PR #2214, opened 2016-11-13
Add data and service metadata to "About this Dataset"

RacingTadpole:
Fixes https://github.com/TerriaJS/neii-viewer/issues/50. Try it out on WMS and ArcGIS items.
I had this mostly done before the last comment on that issue, so here it is anyway :-)

Also makes the collapsible component slightly more general, with variable-defined fill colour and an "isInverse" option to allow for light or dark backgrounds.


RacingTadpole:
Not sure why travis is hitting a new lint warning on `InvokeFunction`, which I haven't touched... I've just added two commits (`9c0e42d` and `22b0f65`) to fix that too, though it doesn't really belong here.

kring:
Gets a bit broken looking on narrow screens:
image

kring:
Another concern I have is that these metadata tables can be enormous on some servers.  Thousands of styles, for example.  In fact, we've seen cases in the past where the UI would hang for 10 seconds to display these tables.  Maybe it's less an issue now that we're using 🐎 React, but it's probably better to be cautious.  One easy thing is to make sure that when the tables are not visible, their DOM elements are not created.  That way, at least the UI won't hang when the preview panel first comes up.  But it looks like `Collapsible` just hides its children with CSS rather than removing them from the DOM entirely.

RacingTadpole:
Fair enough - but I think `collapsible` _is_ removing the child from the DOM if it's closed - see https://github.com/TerriaJS/terriajs/blob/master/lib/ReactViews/Custom/Collapsible/Collapsible.jsx#L24-L30 .
Re small screens - I agree... but what to do? I could re-instate break-words in `th`, but that makes it look terrible on every size screen, I think.

kring:
>  I think collapsible is removing the child from the DOM if it's closed

You're right, not sure what I was looking at.. Sorry!

> Re small screens - I agree... but what to do? I could re-instate break-words in th, but that makes it look terrible on every size screen, I think.

Yeah I'm not sure.. maybe a horizontal scrollbar below a certain size would be an ok compromise?

RacingTadpole:
Sorry... the css to put a horizontal scrollbar here is defeating me - I tried `.root { overflow-x: scroll; width: 800px; }` in `metadata-table.scss`, but that adds a scrollbar to every table sub-element; and adding it to `.metadata` in `mappable-preview.scss` seems to suppress the scrollbar. @chloeleichen any chance you could take a look?

RacingTadpole:
@chloeleichen - do you know if you'll get a chance to look at this in the next week?

chloeleichen:
i'm afraid we will have to enable scrollbar on the outside container. can you have a look now @RacingTadpole

RacingTadpole:
Thanks @chloeleichen - looks good to me!

PR #2217, opened 2016-11-14
More general css, with some small changes to look

RacingTadpole:
Merge #2215 first.

This PR adds more flexibility for changing the look of terria by using css variables.
However it does change a few small things - the main one being the coloring of the location bar at the bottom now matches the coloring of the share buttons at the top - I think for the better, but worth looking over ( @philipgrimmett  ?).

This should be backwards-compatible.


RacingTadpole:
Ready to go again now. Thanks.

PR #2218, opened 2016-11-14
Fix CSW group loading when <references> does not have a protocol attribute

kring:
@rsignell-usgs reported that the TerriaJS reported an exception when trying to load the `CswCatalogGroup`  that I added to `csw.json` in this PR.  The problem was that the code was expecting `<references>` elements to have a `protocol` attribute.  It's surprisingly hard to find an authoritative reference for what attributes are allowed and required on a `<references>` element (the XML namespace links to here http://purl.org/dc/terms/) but I did find other examples of this element with only a `scheme` instead of a `protocol`, so clearly this is something we should support.

### DIFF
--- a/CHANGES.md
+++ b/CHANGES.md
@@ -14,6 +14,7 @@ Change Log
 * Widened scrollbars and improve their contrast.
 * Removed the default maximum number of 10 results when searching the data catalog.
 * Allow users to browse for json configuration files when adding "Local Data".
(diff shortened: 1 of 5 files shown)


rsignell-usgs:
@kring, woohoo, this works great!  It fixes my issue -- pycsw CSW endpoints work fine now:


And it's good to support pycsw, since that's the CSW that data.gov, and many others use:
https://github.com/geopython/pycsw/wiki/Live-Deployments

PR #2234, opened 2016-11-21
Fix missing WMS legend when URL does not contain GetLegendGraphic

kring:


rsignell-usgs:
Does this fix https://github.com/TerriaJS/terriajs/issues/2201?

kring:
No, I don't think so, sorry.  The symptom of this bug was that the legend didn't appear at all.

PR #2243, opened 2016-11-23
2119 add shareurl to feedback

### LINKED ISSUE #2119: Add share link to feedback issues (with permission checkbox)
Problem: occasionally we receive troubleshooting feedback but can't diagnose the issue without knowing which base map was selected, which data sets were turned on etc.

Proposed solution: add a checkbox option in the feedback form to include a share link with their submission e.g. "[  ] Share my map view with the National Map's developers (this helps us to troubleshoot issues)"

axman6:
Sends the share url to the server for inclusion in github issues - this along with the fixes to terriajs-server should close #2119.


lib/ReactViews/Feedback/FeedbackForm.jsx
```diff
@@ -3,6 +3,7 @@
 import ObserveModelMixin from '../ObserveModelMixin';
 import React from 'react';
 import sendFeedback from '../../Models/sendFeedback.js';
+import shareLink from '..//Map/Panels/SharePanel/BuildShareLink.js';
```
kring: Extra slash, and also I think it's good practice to make the name of the import match the name of the file.  It's a lot less confusing that way.

lib/ReactViews/Feedback/FeedbackForm.jsx
```diff
@@ -17,6 +18,7 @@ const FeedbackForm = React.createClass({
     getInitialState() {
         return {
             isSending: false,
+            sendShareURL: false,
```
kring: Any reason we shouldn't default this to true?

kring:
Just those couple of comments, looks good!  Thanks @axman6!

lib/ReactViews/Feedback/FeedbackForm.jsx
```diff
@@ -51,7 +53,7 @@ const FeedbackForm = React.createClass({
                     this.props.viewState.feedbackFormIsVisible = false;
                 } else {
                     this.setState({
-                        isSending: false
+                        isSending: false,
```
kring: extra comma here

axman6:
One thing that probably needs to be fixed is the CSS for checkboxes, currently the form ends up looking like: 
screen shot 2016-11-23 at 3 10 13 pm

axman6:
Also, currently the phrase "the National Map" is hard coded in, I thought I saw somewhere a setting for the project name but couldn't find it; we should probably use that instead.

kring:
> currently the form ends up looking like

Strangely enough the checkbox is on the same line on my system.  Still, it'd be good to switch to using the checkbox style used elsewhere in TerriaJS.  Example here: https://github.com/TerriaJS/terriajs/blob/master/lib/ReactViews/Map/Panels/SharePanel/SharePanel.jsx#L151

> Also, currently the phrase "the National Map" is hard coded in

Search for `terria.appName`.

axman6:
Looking much better now: 
screen shot 2016-11-23 at 4 43 25 pm

lib/ReactViews/Feedback/FeedbackForm.jsx
```diff
@@ -87,6 +95,13 @@ const FeedbackForm = React.createClass({
                       <input type="text" name="email" className={Styles.field} value={this.state.email} onChange={this.handleChange}/>
                       <label>Comment or question</label>
                       <textarea className={Styles.field} name="comment" value={this.state.comment} onChange={this.handleChange}/>
+                      <div className={classNames(Styles.shareUrl)}>
```
kring: Since you have only one style, you don't need `classNames`.  See `Styles.action` below.

PR #2246, opened 2016-11-27
Allow user to specify colours for csv data in WPS responses

rdengate:
If a json/csv ComplexData contains 'color' as an attribute (which is a comma separated list of css colors), these colours are applied to the columns of the csv. It allows the user to override the default behaviour of picking a colour that hasn't been used from a list of possible colours.

To test: 
1. With this change: https://github.com/TerriaJS/nationalmap/pull/373
2. In #test, Test Data > WPS > Csv Output (if you don't see that, you don't have the change in step 1)
3. Select a point on the map
4. Run analysis
5. Note that the colours for the chart are a strong red, green, blue, whereas previously they'd be orange, light green, purple.


kring:
@RacingTadpole can you review and merge?  The WPS side of this looks fine to me.

lib/Map/VariableConcept.js
```diff
@@ -62,7 +62,14 @@ var VariableConcept = function(name, options) {
...
         // If this concept has been activated, and its parent has a color callback, use it to set this concept's color now.
         if (nowActive && defined(this.parent) && !defined(this.color) && defined(this.parent.getColorCallback)) {
-            this.color = this.parent.getColorCallback();
+            var that = this;
+            var columnId;
+            for (var i=0; i<this.parent.columns.length; i++) {
+                if (that.id === this.parent.columns[i].id) {
+                    columnId = i;
+                }
+            }
```
RacingTadpole: I'd prefer not to have this object loop through its siblings in this way.  Not sure what the right way is though - let me think about it for a bit.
——————————
What is expected: Please go through the entries and show every line with the word "general".

Written solution:
Also makes the collapsible component slightly more general, with variable-defined fill colour and an "isInverse" option to allow for light or dark backgrounds.
More general css, with some small changes to look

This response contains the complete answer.